MemSifter:透過成果驅動代理推理卸載大型語言模型的記憶檢索
MemSifter: Offloading LLM Memory Retrieval via Outcome-Driven Proxy Reasoning
March 3, 2026
作者: Jiejun Tan, Zhicheng Dou, Liancheng Zhang, Yuyang Hu, Yiruo Cheng, Ji-Rong Wen
cs.AI
摘要
隨著大型語言模型(LLMs)在長時程任務中的應用日益普及,維持有效的長期記憶已成為關鍵挑戰。現有方法往往面臨成本與準確性之間的取捨:簡易的儲存方法常無法檢索到相關資訊,而複雜的索引方法(如記憶圖)則需大量計算且可能導致資訊遺失。此外,依賴工作用LLM處理所有記憶不僅計算成本高昂,效率也較低。為解決這些限制,我們提出MemSifter框架,將記憶檢索過程卸載至輕量化代理模型。該框架無需增加主工作LLM的負擔,而是透過小型模型先對任務進行推理,再檢索必要資訊。此方法在索引階段無需繁重計算,且推理時僅增加極少開銷。為優化代理模型,我們引入專為記憶設計的強化學習訓練範式,基於工作LLM完成任務的實際表現設計任務導向的獎勵機制。該獎勵透過與工作LLM的多輪互動量化被檢索記憶的實際貢獻度,並根據貢獻度階梯式衰減區分檢索排名。我們還採用課程學習與模型融合等訓練技術提升效能。在八項LLM記憶基準測試(含深度研究任務)中,MemSifter在檢索準確率與最終任務完成度上均達到或超越現有頂尖方法。MemSifter為長期LLM記憶提供了高效可擴展的解決方案,我們已開源模型權重、程式碼與訓練資料以推動後續研究。
English
As Large Language Models (LLMs) are increasingly used for long-duration tasks, maintaining effective long-term memory has become a critical challenge.
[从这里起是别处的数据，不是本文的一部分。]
PR #337, opened 2022-07-13
gh-256 use the securableResourceId

### LINKED ISSUE #256: The list all user groups for SR by GR endpoint doesnt work
The following endpoint `/api/${securableResourceDomainType}/${securableResourceId}/groupRoles/${groupRoleId}/userGroups` is not assigning the securableResourceId correctly resulting in a null id being searched for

Current methods often face a trade-off between cost and accuracy. Simple storage methods often fail to retrieve relevant information, while complex indexing methods (such as memory graphs) require heavy computation and can cause information loss. Furthermore, relying on the working LLM to process all memories is computationally expensive and slow. To address these limitations, we propose MemSifter, a novel framework that offloads the memory retrieval process to a small-scale proxy model. Instead of increasing the burden on the primary working LLM, MemSifter uses a smaller model to reason about the task before retrieving the necessary information. This approach requires no heavy computation during the indexing phase and adds minimal overhead during inference. To optimize the proxy model, we introduce a memory-specific Reinforcement Learning (RL) training paradigm. We design a task-outcome-oriented reward based on the working LLM's actual performance in completing the task. The reward measures the actual contribution of retrieved memories by mutiple interactions with the working LLM, and discriminates retrieved rankings by stepped decreasing contributions. Additionally, we employ training techniques such as Curriculum Learning and Model Merging to improve performance. We evaluated MemSifter on eight LLM memory benchmarks, including Deep Research tasks. The results demonstrate that our method meets or exceeds the performance of existing state-of-the-art approaches in both retrieval accuracy and final task completion. MemSifter offers an efficient and scalable solution for long-term LLM memory. We have open-sourced the model weights, code, and training data to support further research.